In a nutshell, the new PM Regulations provide for higher substance requirements, has tightened regulatory norms for portfolio managers and offer better investor protection norms. Importantly, the PM Regulations have restricted the use of PM schemes for making investments in unlisted securities as a primary strategy. Such strategies could still be offered to investors using the AIF platform.

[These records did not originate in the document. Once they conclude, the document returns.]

PR #212, opened 2016-10-05
[WIP] Fix #211

### LINKED ISSUE #211: frontera converts keys in scrapy's response meta to bytes
while running crawler in https://github.com/sibiryakov/frontera-google I get the following error.

```
2016-10-04 23:38:19 [scrapy] ERROR: Spider error processing <GET http://zpravy.idnes.cz/madarsko-zmena-ustavy-zakaz-kvot-migrace-f1c-/zahranicni.aspx?c=A161004_175512_zahranicni_mlb> (referer: None)
  File "/home/voith/Projects/frontera-google/env-3.5/lib/python3.5/site-packages/twisted/internet/defer.py", line 587, in _runCallbacks
    current.result = callback(current.result, *args, **kw)
  File "/home/voith/Projects/frontera-google/env-3.5/lib/python3.5/site-packages/scrapy/spiders/crawl.py", line 68, in _response_downloaded
    rule = self._rules[response.meta['rule']]
KeyError: 'rule'
```

I ran the crawler without using frontera(only using scrapy) and it ran fine. That gave me a hint that frontera must be causing the error.
from the little debugging that I did, I figured out the following:

```
> /home/voith/Projects/frontera-google/env-3.5/lib/python3.5/site-packages/scrapy/spiders/crawl.py(68)_response_downloaded()
-> rule = self._rules[response.meta['rule']]
(Pdb) response.meta
{'download_timeout': 180.0, b'frontier_request': <Request at 0x7f1b39a9cc50 https://www.alza.cz/nejobchod meta={b'scrapy_callback': b'_response_downloaded', b'score': 0.16666666666666666, b'scrapy_errback': None, b'scrapy_meta': {b'rule': 0, b'frontier_request': <Request at 0x7f1b39a9cc50 https://www.alza.cz/nejobchod meta={...} body=... cookies={}, headers={}>, b'link_text': b'\r\n\r\n'}, b'domain': {b'netloc': b'www.alza.cz', b'tld': b'', b'subdomain': b'', b'fingerprint': b'4273593b6eda0469d3db862aa0fda848d7a89974', b'name': b'www.alza.cz', b'scheme': b'https', b'sld': b''}, b'fingerprint': b'7ee99dd119df89a7a103e1001b97f1255ea6e466', b'state': 1, b'origin_is_frontier': True, b'jid': 0} body=... cookies={}, headers={}>, b'rule': 0, 'download_latency': 0.33022451400756836, b'link_text': b'\r\n\r\n', 'download_slot': 'www.alza.cz'}

(Pdb) response.meta['rule']
*** KeyError: 'rule'

(Pdb) response.meta[b'rule']
0

```

Since the keys have been converted into bytes, they cannot be accessed by just using the key name.

I have yet to figure which part of the code is exactly causing this. If I figure it out, I'll definitely submit a fix for this. But I'm logging this for now so that it can be tracked.

chuckus:
This is definitely a work-in-progress but just want to check if I am on the right path? I am running stock https://github.com/sibiryakov/frontera-google and not getting any KeyErrors, but am receiving some new errors but I think are unrelated (no `'redirect_*'` info in `meta`).
#211 Convert scrapy meta back to unicode when decoding msgpack encoding messages

### DIFF
--- a/frontera/contrib/scrapy/converters.py
+++ b/frontera/contrib/scrapy/converters.py
@@ -7,6 +7,8 @@ from frontera.core.models import Response as FrontierResponse
 from frontera.utils.converters import BaseRequestConverter, BaseResponseConverter
 from w3lib.util import to_bytes, to_native_str
 
+from frontera.utils.misc import dict_to_unicode, dict_to_bytes
+
 
 class RequestConverter(BaseRequestConverter):
     """Converts between frontera and Scrapy request objects"""
@@ -26,7 +28,7 @@ class RequestConverter(BaseRequestConverter):
         if callable(eb):
             eb = _find_method(self.spider, eb)
 
-        scrapy_meta = scrapy_request.meta
+        scrapy_meta = dict_to_bytes(scrapy_request.meta, keys_only=True)
         meta = {}
         if b'frontier_request' in scrapy_meta:
             request = scrapy_meta[b'frontier_request']
@@ -58,7 +60,8 @@ class RequestConverter(BaseRequestConverter):
         if eb and self.spider:
             eb = _get_method(self.spider, eb)
         body = frontier_request.body
-        meta = frontier_request.meta.get(b'scrapy_meta', {})
+        meta = dict_to_unicode(frontier_request.meta.get(b'scrapy_meta', {}),
+                               keys_only=True)
         meta[b'frontier_request'] = frontier_request
         return ScrapyRequest(url=frontier_request.url,
                              callback=cb,
--- a/tests/test_scrapy.py
+++ b/tests/test_scrapy.py
@@ -43,7 +43,7 @@ def test_request_response_converters():
     assert b'frontier_request' not in frontier_request.meta[b'scrapy_meta']
 
     request_converted = rc.from_frontier(frontier_request)
-    assert request_converted.meta[b'test_param'] == b'test_value'
+    assert request_converted.meta['test_param'] == b'test_value'
     assert request_converted.body == to_bytes(REQUEST_BODY)
     assert request_converted.url == url
     assert request_converted.method == 'GET'
@@ -60,14 +60,14 @@ def test_request_response_converters():
 
     frontier_response = rsc.to_frontier(response)
     assert frontier_response.body == RESPONSE_BODY
-    assert frontier_response.meta[b'scrapy_meta'][b'test_param'] == b'test_value'
+    assert frontier_response.meta[b'scrapy_meta']['test_param'] == b'test_value'
     assert frontier_response.meta[b'scrapy_meta'][b'middleware_stuff'] == b'appeared'
     assert frontier_response.status_code == 200
     assert b'frontier_request' not in frontier_response.meta[b'scrapy_meta']
 
     response_converted = rsc.from_frontier(frontier_response)
     assert response_converted.body == RESPONSE_BODY
-    assert response_converted.meta[b'test_param'] == b'test_value'
+    assert response_converted.meta['test_param'] == b'test_value'
     assert response_converted.url == url
     assert response_converted.status == 200
     assert response_converted.headers[b'TestHeader'] == b'Test value'
--- a/frontera/contrib/backends/remote/codecs/msgpack.py
+++ b/frontera/contrib/backends/remote/codecs/msgpack.py
@@ -6,6 +6,8 @@ from __future__ import absolute_import
 from msgpack import packb, unpackb
 
 from frontera.core.codec import BaseDecoder, BaseEncoder
+from frontera.utils.misc import dict_to_unicode
+
 import six
 from w3lib.util import to_native_str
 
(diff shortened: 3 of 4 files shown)


sibiryakov:
Hey @chuckus thanks for the PR! 
There is a two ways how string can be passed in Py3: native - (bytes in py2 and unicode in py3) and bytes (bytes in py2 and bytes in py3). Frontera requires all the content to be bytes (http://frontera.readthedocs.io/en/latest/topics/frontier-objects.html#frontera.core.models.Request.meta), because it's distributed and request objects need to be serialized without loss.

Scrapy is designed the other way: it expects code to be more pythonic, and therefore uses native strings.

If we start converting to native strings all the meta content from Frontera then we create another problem for those who stored data using bytes type and want's it back with the same type.

At the moment I have no idea what to do with this. The best _probably_ would be to preserve the string type in meta.

chuckus:
@sibiryakov, thanks for the explanation, I'll keep thinking of a more comprehensive solution and use `six` to maintain compatibility.

chuckus:
@sibiryakov, I think this new solution better as it does the conversion where it belongs. Please let me know what you think and anything you think I need to change/add. I successfully tested this again manually with your original frontera-google repo before my merged change to the spider.

chuckus:
Aware of the failure, will look into fixing it soon.

tests/test_scrapy.py
```diff
@@ -60,14 +60,14 @@ def test_request_response_converters():
 
     frontier_response = rsc.to_frontier(response)
     assert frontier_response.body == RESPONSE_BODY
-    assert frontier_response.meta[b'scrapy_meta'][b'test_param'] == b'test_value'
+    assert frontier_response.meta[b'scrapy_meta']['test_param'] == b'test_value'
```
chuckus: @sibiryakov what do you think of this particular assertion? should we have the entirety of `meta` as bytes when sending over to Frontera?

sibiryakov: @Preetwinder please have a look.

frontera/contrib/scrapy/converters.py
```diff
@@ -7,6 +7,8 @@
 from frontera.utils.converters import BaseRequestConverter, BaseResponseConverter
 from w3lib.util import to_bytes, to_native_str
 
+from frontera.utils.misc import dict_to_unicode, dict_to_bytes
+
 
 class RequestConverter(BaseRequestConverter):
```
voith: Please have a look at https://github.com/scrapinghub/frontera/issues/211#issuecomment-251931413
I am not very sure if this is the best place to resolve the issue. Although fixing this at `from_frontier` would solve the issue, my concern is that an encoder-decoder should not change the original form of a message on decoding.

frontera/contrib/scrapy/converters.py
```diff
@@ -26,7 +28,7 @@ def to_frontier(self, scrapy_request):
         if callable(eb):
             eb = _find_method(self.spider, eb)
 
-        scrapy_meta = scrapy_request.meta
+        scrapy_meta = dict_to_bytes(scrapy_request.meta, keys_only=True)
```
voith: Is this line really required? My thinking is that since this code is in `to_frontier`, scrapy's meta will be in the original form as scrapy generated it.

tests/test_scrapy.py
Preetwinder: Although in this case we can go either way, since frontera doesn't currently acess `scrapy_meta`, it might be better to follow the convention and have everything possible as bytes. So I would suggest a conversion to `bytes` for both keys and values.

frontera/contrib/scrapy/converters.py
Preetwinder: Although this won't make a difference to frontera since it currently doesn't access scrapy_meta, but we might want to keep the conversion of keys(and also values) to bytes to follow our convention of having bytes in meta.

frontera/contrib/scrapy/converters.py
Preetwinder: I personally think it would be better to solve this issue here for the following reasons.
1. The issue is specific to Scrapy, so it makes sense to solve it in the scrapy converter.
2. Making the conversion in encoder/decoder leads to an unnecessary overhead for other components which use them.

sibiryakov: I don't see how we could fix this for all possible Scrapy customizations (middlewares, spiders code). Scrapy perfectly allows user to store keys in values using any type and then assures user that he could rely on that storage, and there will be no changes later. 
I'm afraid the only way to fix that in all possible scenarios is to persist string type during serialization.

frontera/contrib/scrapy/converters.py
chuckus: I agree with @Preetwinder, correct me if I'm wrong @sibiryakov but over within frontera, you want to encode everything in bytes so that it Python version agnostic; important for a distributed system which may have Python 2 and Python 3 on different nodes. I'm going to go ahead and reimplement the above to deal with preserving all type information. The only thing I haven't decided upon is what happens when the meta is passed from Scrapy running Py2 to Scrapy running Py3 and vice versa. 

e.g. for `scrapy_meta`, Python 3 string (`unicode`) -> `to_frontier` -> (`bytes`) -> `from_frontier` -> Python 2 (`str` or `unicode`?)

sibiryakov: The answer to your question is in the code. Here it is written, that without ``use_bin_type=True`` the string content is always decoded to bytes (or str in Py2). https://pypi.python.org/pypi/msgpack-python
BTW @Preetwinder msgpack-python provides out of the box support of string type encoding. Probably we should check closer, and may be relax rules for meta content.

voith:
#211 has been closed. Can we close this PR now?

6. Revised framework for SEBI Registered Investment Advisors (IA): By way of an amendment of the SEBI (Investment Advisors) Regulations, 2013 (“IA Regulations”), and a Circular dated September 23, 2020 the following important changes were introduced by SEBI:

  • The family of an individual investment adviser shall not provide distribution services to the client advised by the individual investment adviser and no individual investment adviser shall provide advice to a client who is receiving distribution services from other family members. A non-individual investment adviser shall have client level segregation at a group level for investment advisory and distribution services.
  • IAs are permitted to charge fees to their clients under either of the following (a) asset under advice (“AUA”) mode; or (b) fixed fees mode. The maximum fees that IAs may charge under the former mode shall not exceed two and a half percent (2.5 %) of AUA per annum per client across all services offered. The maximum fees that IAs may be charge under the latter mode shall not exceed Rupees One Hundred and Twenty-Five Thousand (INR 125,000) per annum per client across all services offered.
  • IAs may render implementation or execution services to their clients but are not permitted to charge fees for such services.

The restrictions placed on the fees which IAs may charge from its clients and the mandate of ensuring client level segregation (at group level) for IA and distribution services seem rather restrictive. In a few cases, financial service groups have been compelled to choose between operating their distribution arm or the IA arm. In our view, a careful evaluation of pros and cons of an IA license in correlation to the wider group level activities would be critical before the efficacy of the license could be ascertained.

To conclude, the regulatory developments in the year bygone would have an impact on the legal structures adopted by fund managers in 2021 and thereafter. The a general trend of the regulators looking for added substance, transparency and higher accountability across regulatory platforms would be an important consideration going forward.